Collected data

PR #2618, opened 2020-12-12
[DRAFT] 1817WO: Add action to place second token when buying tokens

ventusignis:
Let me know how this looks and if there is an easier way than doing it this way

This is the last of the 1817WO rules needed to be implemented

### DIFF
--- a/assets/app/view/game/round/stock.rb
+++ b/assets/app/view/game/round/stock.rb
@@ -90,6 +90,7 @@ module View
             @selected_corporation.ipoed ? h(BuySellShares, corporation: @selected_corporation) : render_pre_ipo,
             render_loan,
             render_buy_tokens,
+            render_buy_and_place_tokens,
           ]
           if @step.actions(@selected_corporation).include?('buy_shares')
             inputs << h(IssueShares, entity: @selected_corporation)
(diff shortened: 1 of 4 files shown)


tobymao:
why does this need to be a new action and what is the exact rule?

ventusignis:
Nieuw Zeeland 

Players may select Nieuw Zeeland as an IPO starting in phase 3. Must choose 5 share or higher IPO. A company winning the bid places a token in Nieuw Zeeland. _After concluding paying for additional token(s) in the IPO, a 2nd token from the company is immediately placed anywhere on the map that has a free city, if there are any_. A company owning a token in Nieuw Zeeland earns +$20 from the bank per OR if it has no loans, or one interest payment for one loan is ignored per OR.

The goal of this PR is to to allow placing the second token. 

I originally tried to implement this by using a modification of the HomeToken step but I had trouble with getting it to be able to pass, so I went in this direction to let the user choose to, or not to, place a second home when buying tokens.

However after putting the rules here, I see a very important word.
After concluding paying for additional token(s) in the IPO, a 2nd token from the company **is** immediately placed anywhere on the map that has a free city, if there are any

I thought that said 'may be' when I was implementing this. I think I need to give this a second go; since this is compulsory, there is no need to allow passing

tobymao:
ok, yea lets get rid of it and just use the existing home token stuff or similar

ventusignis:
Closing this because it's easier to make a new branch

PR #2619, opened 2020-12-12
18CO President's Choice Round

ryandriskel:

**President's Choice Round**

This​ ​special​ ​stock​ ​round​ ​will​ ​occur​ ​once​ ​before​ ​the​ ​Stock​ ​Round​ ​following​ ​the​ ​first​ ​purchase​ ​of​ ​a​ ​5D​ ​or​ ​E​ ​train. Starting​ ​with​ ​the​ ​Priority​ ​Deal​ ​and​ ​moving​ ​clockwise,​ ​each​ ​player​ ​may​ ​purchase​ ​one​ ​Certificate​ ​from​ ​the​ ​Treasury​ ​of​ ​a Corporation​ ​for​ ​which​ ​they​ ​are​ ​President. Once​ ​a​ ​player​ ​passes,​ ​they​ ​may​ ​no​ ​longer​ ​purchase​ ​Certificates​ ​during​ ​this​ ​special​ ​stock​ ​round. Once​ ​all​ ​players​ ​pass,​ ​proceed​ ​to​ ​the​ ​normal​ ​Stock​ ​Round.​ ​All​ ​Certificates​ ​in​ ​the​ ​Treasuries​ ​of​ ​Corporations​ ​are​ ​now available​ ​for​ ​all​ ​players​ ​to​ ​purchase​ ​for​ ​the​ ​remainder​ ​of​ ​the​ ​game.

This PR also implements another feature from that list almost incidentally:

For 18CO, A player may purchase a third party corporation share from the treasury of any corporation where they are President.

### Implementation Notes

**buy_sell_shares.rb** - 1.) The change to using ipo_shares instead of shares is actually a bug fix. Corporate shares could be bought once the treasury was empty, but they were displayed as ipo shares on the button. 2.) Displaying the corporate shares will only impact games that utilize them.

**g_18_co/buy_sell_par_shares.rb** - This change actually _prevents_ a player from buying a corporate share unless they are president, as once I fixed the share/ipo_share display bug in _buy_sell_shares.rb_ I found that any players could buy any corporate share at any point in the game.

### In Action

Player 5 bought a share and thus stays in the round.
Player 1 was at cert limit and thus was forced to leave the round. This is automatic when there is no share a player can buy ( ie Skip ).
Player 2 is considering whether to buy that CM share from KPAC ( where he is President ).
Screen Shot 2020-12-12 at 7 09 18 AM

The PCR has finished and Player 5 resumes normal SR ( Priority does not change due to PCR ). Here we can see DPAC's CS share can now be bought ( _All​ ​Certificates​ ​in​ ​the​ ​Treasuries​ ​of​ ​Corporations​ ​are​ ​now available​ ​for​ ​all​ ​players​ ​to​ ​purchase​ ​for​ ​the​ ​remainder​ ​of​ ​the​ ​game._ )

Screen Shot 2020-12-12 at 7 15 08 AM

### DIFF
--- a/assets/app/view/game/buy_sell_shares.rb
+++ b/assets/app/view/game/buy_sell_shares.rb
@@ -16,7 +16,7 @@ module View
         @step = @game.round.active_step
         @current_entity = @step.current_entity
 
-        @ipo_shares = @corporation.shares.group_by(&:percent).values
+        @ipo_shares = @corporation.ipo_shares.group_by(&:percent).values
           .map(&:first).sort_by(&:percent).reverse
 
         @pool_shares = @game.share_pool.shares_by_corporation[@corporation].group_by(&:percent).values
@@ -40,6 +40,7 @@ module View
 
         children.concat(render_ipo_shares)
         children.concat(render_market_shares)
+        children.concat(render_corporate_shares)
         children.concat(render_price_protection)
         children.concat(render_reduced_price_shares(@ipo_shares, source: @game.ipo_name(@corporation)))
         children.concat(render_reduced_price_shares(@pool_shares))
@@ -72,6 +73,20 @@ module View
             entity: @current_entity,
             percentages_available: @ipo_shares.size,
             source: @game.ipo_name(share.corporation))
+        end
+      end
+
+      def render_corporate_shares
+        @corporation.corporate_shares.group_by(&:corporation).values.flat_map do |corp_shares|
+          corp_shares.group_by(&:percent).values.map(&:first).sort_by(&:percent).reverse.map do |share|
+            next unless @step.can_buy?(@current_entity, share)
+
+            h(Button::BuyShare,
+              share: share,
+              entity: @current_entity,
+              percentages_available: @ipo_shares.size,
+              source: share.corporation.name)
+          end
         end
       end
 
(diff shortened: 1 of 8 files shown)


assets/app/view/game/buy_sell_shares.rb
```diff
@@ -75,6 +76,20 @@ def render_ipo_shares
         end
       end
 
+      def render_corporate_shares
+        @corporation.corporate_shares.group_by(&:corporation).values.flat_map do |corp_shares|
```
tobymao, line 80: won't this have nils in it?

ryandriskel: I don't think so as @corporation.corporate_shares will return an empty array if there are no shares held by corporations. The group_by and values calls then cannot return nils.

Could you be more specific about what "this" is that might have nils?

tobymao: next unless @step.can_buy?(@current_entity, share)

ryandriskel: So, the short answer is yes. However, so do the other share render (render_ipo_shares, render_market_shares) functions currently, as the results all get compacted in the render function.

PR #4244, opened 2021-03-02
18CZ: Put the half-box at the end of the stock-market on the appropriate row.

crericha:


crericha:
@Zwergenpunk FYI...not sure if this was on your radar or not

michaeljb (approved):

Zwergenpunk:
Ah cool. Yeah i knew it but it was invertes bit I did not think it was a problem

PR #4245, opened 2021-03-02
Fixes #4189

### LINKED ISSUE #4189: 18WO Question Game 30061 - Is there a bug with Nieuw Zeeland?  Seems like I never got a chance to place 2nd token, so I cannot lay track
DO NOT PASTE THE GAME JSON! Please use [gist](https://gist.github.com/) instead.

Please fill out the bug report title with the game name and description

e.g. "[18Chesapeake] Incorrect revenue for route from Baltimore to DC"

**What's your Game ID?**

If your game is "Hotseat", provide a link to your raw game data by using the `Tools` tab and `Copy Game Data`.

Paste that data [into a github gist](https://gist.github.com/) and share the resulting link which will look something like `https://gist.github.com/[your_name]/[some_letters]`.

**How to Reproduce the Bug?**

e.g.
- During Operating Round 2.1 the B&O ran a 2 train from Baltimore to DC
- B&O has a token in Baltimore, and both cities are yellow tiles
- Revenue was less than the $60 that I expected

**Which Browser / Platform?**
- Browser Version
  - On Chrome, see [chrome://version](chrome://version)
  - On Firefox, see [about:support](about:support)
  - On Safari, see [these methods](https://www.lifewire.com/check-the-version-number-of-safari-446563)
- Platform (Mobile, Tablet, Desktop)

ventusignis:
The problem was that in the case when there is no choice for the size of the IPOed corporation nor any contest for the bid the home token (NZ) gets laid AFTER attempting to purchase tokens. The fix here is to add a hook to the HomeToken step in the stock round so that the second token can be laid then
Fixes #4189

### DIFF
--- a/lib/engine/game/g_1817_wo/game.rb
+++ b/lib/engine/game/g_1817_wo/game.rb
@@ -622,8 +622,16 @@ module Engine
           hexes.any? { |h| h.tile.cities.any? { |c| c.tokens.count(&:nil?).positive? } }
         end
 
+        def can_place_second_token(corporation)
+          return false if !tokenable_location_exists? || !corp_has_new_zealand?(corporation)
+
+          # Does the corp have a second token already?
+          corporation.tokens[1] && !corporation.tokens[1].city
+        end
+
+        # This must be idempotent.
         def place_second_token(corporation)
-          return unless tokenable_location_exists?
+          return unless can_place_second_token(corporation)
 
           hex = hex_by_id(corporation.coordinates)
 
@@ -717,7 +725,7 @@ module Engine
 
           G1817::Round::Stock.new(self, [
             Engine::Step::DiscardTrain,
-            Engine::Step::HomeToken,
+            G1817WO::Step::HomeToken,
             G1817WO::Step::BuySellParShares,
           ])
         end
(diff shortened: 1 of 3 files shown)


michaeljb:
At the moment game 30061 is the only one affected by this. No migration is possible, so the game must be pinned. However, it has already completed, does that mean we should archive it instead? @jenf @tobymao

michaeljb (approved):

lib/engine/game/g_1817_wo/game.rb
```diff
@@ -622,8 +622,16 @@ def tokenable_location_exists?
           hexes.any? { |h| h.tile.cities.any? { |c| c.tokens.count(&:nil?).positive? } }
         end
 
+        def can_place_second_token(corporation)
+          return false unless tokenable_location_exists? && corp_has_new_zealand?(corporation)
```
tobymao, line 626: change to an if statement

lib/engine/game/g_1817_wo/game.rb
```diff
@@ -622,8 +622,16 @@ def tokenable_location_exists?
...
+
+          # Does the corp have a second token already?
+          corporation.tokens[1] && corporation.tokens[1].city.nil?
```
tobymao, line 629: corporation.tokens[1] && !...city

lib/engine/game/g_1817_wo/game.rb
ventusignis: Changed

lib/engine/game/g_1817_wo/game.rb
ventusignis: Changed

PR #4257, opened 2021-03-02
[18CZ] Fixed scrapping of trains

### LINKED ISSUE #4211: [18CZ] should not be able to purchase a scrapped train
NWB bought in BCB and scrapped both its `2a` trains

EKJ is able to buy in those `2a` trains from NWB on its turn, even though they have been scrapped

[test case](https://gist.github.com/benjaminxscott/e90674ef9a3f35d6b329aae33abb1e14)
edit: fixed json

Zwergenpunk:
Needed to nil the owner

closes #4211

could break games, but probably very unlikely

### DIFF
--- a/lib/engine/game/g_18_cz/game.rb
+++ b/lib/engine/game/g_18_cz/game.rb
@@ -2756,7 +2756,7 @@ module Engine
             next unless rust?(t)
 
             rusted_trains << t.name
-            owners[t.owner.name] += 1
+            owners[t.owner.name] += 1 unless t.owner.nil?
             rust(t)
           end
           return if rusted_trains.none?
--- a/lib/engine/game/g_18_cz/game.rb
+++ b/lib/engine/game/g_18_cz/game.rb
@@ -2756,7 +2756,7 @@ module Engine
             next unless rust?(t)
 
             rusted_trains << t.name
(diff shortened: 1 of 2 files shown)


benjaminxscott:
Perhaps [remove_train](https://github.com/tobymao/18xx/blob/master/lib/engine/depot.rb#L71) could generically set owner to nil?

Zwergenpunk:
you linked the depot. Thats the wrong one. We call the game.remove_train.

Yeah maybe, but I have no idea how much that breaks everything.

lib/engine/game/g_18_cz/game.rb
```diff
@@ -2756,7 +2756,7 @@ def rust_trains!(train, entity)
             next unless rust?(t)
 
             rusted_trains << t.name
-            owners[t.owner.name] += 1
+            owners[t.owner.name] += 1 unless t.owner.nil?
```
tobymao, line 2759: if t.owner

Zwergenpunk: When I remove .nil? the tests fail for some reason =(

Zwergenpunk: Oh i am an idiot...

PR #4259, opened 2021-03-02
[18CO] removes villages from hexes array for GJGR company #4208

### LINKED ISSUE #4208: 18CO: Grand Junction private upgrade should be limited to "towns" only.
18CO has both "towns" and "villages". The special ability of the Grand Junction and Grand River Valley Railway is to upgrade a yellow "town" to a green city. However, it allows upgrading a town or village. This should be restricted to just towns.

underhilllabs:
- removes villages from hexes array for GJGR company
- removed connected check as in the rules it states the small village does not need to be connected

fixes #4208 

Here's json for a game to test: https://gist.github.com/underhilllabs/a1e430bf314cd6fbdeb8cb2e1c2673ff

### DIFF
--- a/lib/engine/game/g_18_co/game.rb
+++ b/lib/engine/game/g_18_co/game.rb
@@ -457,28 +457,13 @@ module Engine
                 count: 1,
                 special: true,
                 tiles: %w[14 15],
-                hexes: %w[B10
-                          B22
-                          C7
-                          C9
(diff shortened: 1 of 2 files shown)


tobymao:
@ryandriskel please review

ryandriskel (approved):

PR #4261, opened 2021-03-02
[1882] Fix minor typo in logging in init_train_handler.

mrkvm:
Remove the word "currently" from log stating which is the NWR train.


mrkvm:
Caught this little logging typo when playing 1882 the other day. I hope it was OK to just create a PR rather than an issue given how simple the change is.

PR #4284, opened 2021-03-03
1870: Show destinations on map

daniel-sousa-me:
Trying to split the connection run PR. The rest (using auto actions) will come when this one is merged.

This is a bit complicated because some tiles are really busy and I had to create new was for assignments to be rendered:

image

image

image

### DIFF
--- a/lib/engine/operator.rb
+++ b/lib/engine/operator.rb
@@ -7,13 +7,15 @@ module Engine
     include Entity
 
     attr_accessor :coordinates
-    attr_reader :color, :city, :loans, :logo, :simple_logo, :operating_history, :text_color, :tokens, :trains
+    attr_reader :color, :city, :loans, :logo, :logo_filename, :simple_logo,
+                :operating_history, :text_color, :tokens, :trains
 
     def init_operator(opts)
       @cash = 0
       @trains = []
       @operating_history = {}
-      @logo = "/logos/#{opts[:logo]}.svg"
+      @logo_filename = "#{opts[:logo]}.svg"
+      @logo = "/logos/#{@logo_filename}"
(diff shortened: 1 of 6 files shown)


lib/engine/operator.rb
```diff
@@ -7,13 +7,15 @@ module Operator
...
-    attr_reader :color, :city, :loans, :logo, :simple_logo, :operating_history, :text_color, :tokens, :trains
+    attr_reader :color, :city, :loans, :logo, :logo_filename, :simple_logo,
+                :operating_history, :text_color, :tokens, :trains
 
     def init_operator(opts)
       @cash = 0
       @trains = []
       @operating_history = {}
-      @logo = "/logos/#{opts[:logo]}.svg"
+      @logo_filename = "#{opts[:logo]}.svg"
```
tobymao, line 17: what's the point of this change?

daniel-sousa-me: It's because of this: https://github.com/tobymao/18xx/blob/cc807c445ef2e35fb2b6df83f5d943bc0fd458a0/lib/engine/game/g_1870/game.rb#L906

The method was already merged by accident.

I generated a 2nd set of svg logos for the small icons (I don't remember exactly what I did to them, but the originals popped too much visually)

yzemaze: > I generated a 2nd set of svg logos for the small icons (I don't remember exactly what I did to them, but the originals popped too much visually)

Sounds too complicated. Try [filter](https://developer.mozilla.org/en-US/docs/Web/CSS/filter), grayscale, saturate or sepia might work.

daniel-sousa-me: This was precisely to avoid having complicated code on the views that's specific to this game...
There is an icon in the icons dir for each assignment. As it is done for every other assignment.

I just changed the assignment_tokens from a constant to a method, to avoid listing all the filenames twice.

**Description of the task**
When copying the data above, please keep exactly the lines from its first line through the line with "I originally tried", both ends included, and drop the rest.

**Exercise output**
PR #2618, opened 2020-12-12
[DRAFT] 1817WO: Add action to place second token when buying tokens

ventusignis:
Let me know how this looks and if there is an easier way than doing it this way

This is the last of the 1817WO rules needed to be implemented

### DIFF
--- a/assets/app/view/game/round/stock.rb
+++ b/assets/app/view/game/round/stock.rb
@@ -90,6 +90,7 @@ module View
             @selected_corporation.ipoed ? h(BuySellShares, corporation: @selected_corporation) : render_pre_ipo,
             render_loan,
             render_buy_tokens,
+            render_buy_and_place_tokens,
           ]
           if @step.actions(@selected_corporation).include?('buy_shares')
             inputs << h(IssueShares, entity: @selected_corporation)
(diff shortened: 1 of 4 files shown)


tobymao:
why does this need to be a new action and what is the exact rule?

ventusignis:
Nieuw Zeeland 

Players may select Nieuw Zeeland as an IPO starting in phase 3. Must choose 5 share or higher IPO. A company winning the bid places a token in Nieuw Zeeland. _After concluding paying for additional token(s) in the IPO, a 2nd token from the company is immediately placed anywhere on the map that has a free city, if there are any_. A company owning a token in Nieuw Zeeland earns +$20 from the bank per OR if it has no loans, or one interest payment for one loan is ignored per OR.

The goal of this PR is to to allow placing the second token. 

I originally tried to implement this by using a modification of the HomeToken step but I had trouble with getting it to be able to pass, so I went in this direction to let the user choose to, or not to, place a second home when buying tokens.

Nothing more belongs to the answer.